# who knows adam at performance in gaylord?



## realtreejeep (Nov 11, 2011)

im looking for adam the owner of performance raceway in gaylord... he was supposed to be switching shops two weeks ago and never open back up.. he has my velineon vxl-3s speed control and some other esc's and motors of mine.. i have been trying to call the shops number for two weeks now and drive an hour six times now so 12 hours total just to find out if the shop was open and well just as i thought nothing is even in where the new shop was supposed to be.. this dirtbag has until wed the 16th of nov to get a hold of me or im calling the cops and pressing theft charges on him.. if anyone knows how to get a hold of him via cell phone or anything please do so or just give me his number and i will handle it myself...


----------



## hobbyten (Apr 5, 2004)

realtreejeep said:


> im looking for adam the owner of performance raceway in gaylord... he was supposed to be switching shops two weeks ago and never open back up.. he has my velineon vxl-3s speed control and some other esc's and motors of mine.. i have been trying to call the shops number for two weeks now and drive an hour six times now so 12 hours total just to find out if the shop was open and well just as i thought nothing is even in where the new shop was supposed to be.. this dirtbag has until wed the 16th of nov to get a hold of me or im calling the cops and pressing theft charges on him.. if anyone knows how to get a hold of him via cell phone or anything please do so or just give me his number and i will handle it myself...

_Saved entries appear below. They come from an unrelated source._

PR #246, opened 2024-06-20
Scc 4162/vqa account settings

charmingduchess:
## Ticket:

- JIRA ticket [SCC-4162](https://newyorkpubliclibrary.atlassian.net/jira/software/c/projects/SCC/boards/126?assignee=61e836e95fcc37006878c15d&selectedIssue=SCC-4162)

-    adds dashes to the phone number display

-    move update pin/password button

-    align pin password modal body with heading

-    Ensure the edit/save/cancel buttons move to the bottom of the tab on mobile view

-

### Checklist:

### DIFF
--- a/styles/components/MyAccount.module.scss
+++ b/styles/components/MyAccount.module.scss
@@ -35,13 +35,10 @@
     display: flex;
     flex-direction: column;
     @media screen and (min-width: 600px) {
-      flex-direction: row;
-    }
-    @media screen and (max-width: 800px) and (min-width: 601px) {
       flex-direction: column-reverse;
     }
-    @media (max-width: 600px) {
-      flex-direction: column;
+    @media screen and (min-width: 800px) {
+      flex-direction: row;
     }
   }
 }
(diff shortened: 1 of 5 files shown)


styles/components/MyAccount.module.scss
```diff
@@ -31,11 +31,14 @@
     margin-top: var(--nypl-space-l);
     display: flex;
     flex-direction: row;
-    @media (max-width: 600) {
+    @media screen and (max-width: 600px) {
```
EdwinGuzman, line 34: Can you switch these over to use `min-width` instead? That'll follow the "mobile-first" approach. So in this case it'll be `flex-direction: column` be default and once the `min-width: 600px` value kicks in, it'll switch to `flex-direction: row`.

You can also use `var(--nypl-breakpoint-medium)` as the CSS var.

EdwinGuzman (commented):
Looks good just one minor change but not a blocker.

Can you merge `main` in first before I approve? I want to see if this PR is affected by the updated styles in `main`.

EdwinGuzman (approved):
There's a minor responsive issue with the buttongroup at exactly 600px where it doesn't go into full width but I think that's a DS problem.

charmingduchess:
> There's a minor responsive issue with the buttongroup at exactly 600px where it doesn't go into full width but I think that's a DS problem.

I had one of the min width set to 601 pixels. removed that and also rearranged the order of the styling to simplify.

PR #249, opened 2024-06-24
Scc 4146/account redirect

charmingduchess:
## Ticket:

- JIRA ticket [SCC-4146](https://newyorkpubliclibrary.atlassian.net/browse/SCC-4146)

- Adds redirect loop handling to the account page. In the event that a user lands on my account and is not authenticated, we redirect to the CAS login page. if the user is redirected back to RC but is still not authenticated, we will redirect them back to log in up to 3 times. After that, display an error page indicating that a login server error has occurred.

## How has this been tested?

I've tried it locally, by removing the `!isAuthenticated` check [here](https://github.com/NYPL/research-catalog/blob/7b449a81490ca1ec4db14e109ed014314701921c/pages/account/%5B%5B...index%5D%5D.tsx#L88). when I do this, the redirect url intermittently is a backend next url:
`http://local.nypl.org:8080/research/research-catalog/_next/data/development/account.json` and the raw redirect object from `getServerSideProps`. It also sets an additional nyplAccounRedirects cookie from the same `_next/data` path. Not sure if this is due to the contrived nature of the test or what!

UPDATE: setting the domain and path explicitly in the setHeaders invocation fixed the issue of the double cookies, but not of the backend url ending up in the browser url bar.

In terms of jest testing, I have the following test cases passing, open to adding more considering how difficult this is to test locally.
- "redirects if doRedirect is true"
-  "does not redirect if doRedirect method returns false"
-  "does not redirect if patron is authenticated"
- "updates the nyplAccountRedirectsCookie upon redirecting"

-

### Checklist:

[SCC-4146]: https://newyorkpubliclibrary.atlassian.net/browse/SCC-4146?atlOrigin=eyJpIjoiNWRkNTljNzYxNjVmNDY3MDlhMDU5Y2ZhYzA5YTRkZjUiLCJwIjoiZ2l0aHViLWNvbS1KU1cifQ


charmingduchess:
@EdwinGuzman I added the path and domain, which seems to eliminate the extra cookie coming from the server. The expired cookies from yesterday (under a different path) were still around, but I'm not sure that's a big issue. I will investigate further! But I'm feeling good about where this is now.

EdwinGuzman:
@charmingduchess great, can you set it ready for review and add Diego and perhaps Paul?

EdwinGuzman (approved):

nonword (approved):
The cookie-setting/checking stuff looks right. Not sure about the intermittent next redirect issue though..

dgcohen (approved):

adam was up front with me. i gave him money for a couple of transponders he was going to order and didn't and he sent me my money back no problem. i do no he has been going through somes things and i'm sure it's alot of hassel.


----------



## realtreejeep (Nov 11, 2011)

yes adam always up front me before he started switching stores... him going through a divorce has nothing to do with having things that dont belong to him he has a store to run or he needs to call everyone that he has stuff of theres and find out where to send it and do whats right


----------



## realtreejeep (Nov 11, 2011)

i have spoke with adam and want to say thanks to those who helped me with contacting him.. he is willing to make things right with me so he's still the up front and good as i always seen him... fyi his re-opening is tomorrow from 10am-5pm sat the 12th...


----------



## JJohnston (Apr 26, 2009)

Been wondering about Adam.. its to bad things had to happen like it did. Seemed like he sparked alot of RC interest in Gaylord and surrounding areas. Hopefully he can get a store back up.


----------